What you have to do:
Go to the line in the data below that contains "Fix extra dependencies". Write it out exactly, along with every later line through the last, and nothing else.

The input:
====

PR #211, opened 2019-07-24
Fix extra dependencies

ptarjan:
This will remove duplicate dependencies. Without this patch we are seeing errors like:

```
Label '@pypi__enum34_1_1_6//:pkg' is duplicated in the 'deps' attribute of rule 'pkg'
```


ptarjan:
@brandjon gentle ping

brandjon:
Regenerated the par files, rebased, and pushed to your branch. Merging momentarily.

====

Exercise response:
Fix extra dependencies

ptarjan:
This will remove duplicate dependencies. Without this patch we are seeing errors like:

```
Label '@pypi__enum34_1_1_6//:pkg' is duplicated in the 'deps' attribute of rule 'pkg'
```


ptarjan:
@brandjon gentle ping

brandjon:
Regenerated the par files, rebased, and pushed to your branch. Merging momentarily.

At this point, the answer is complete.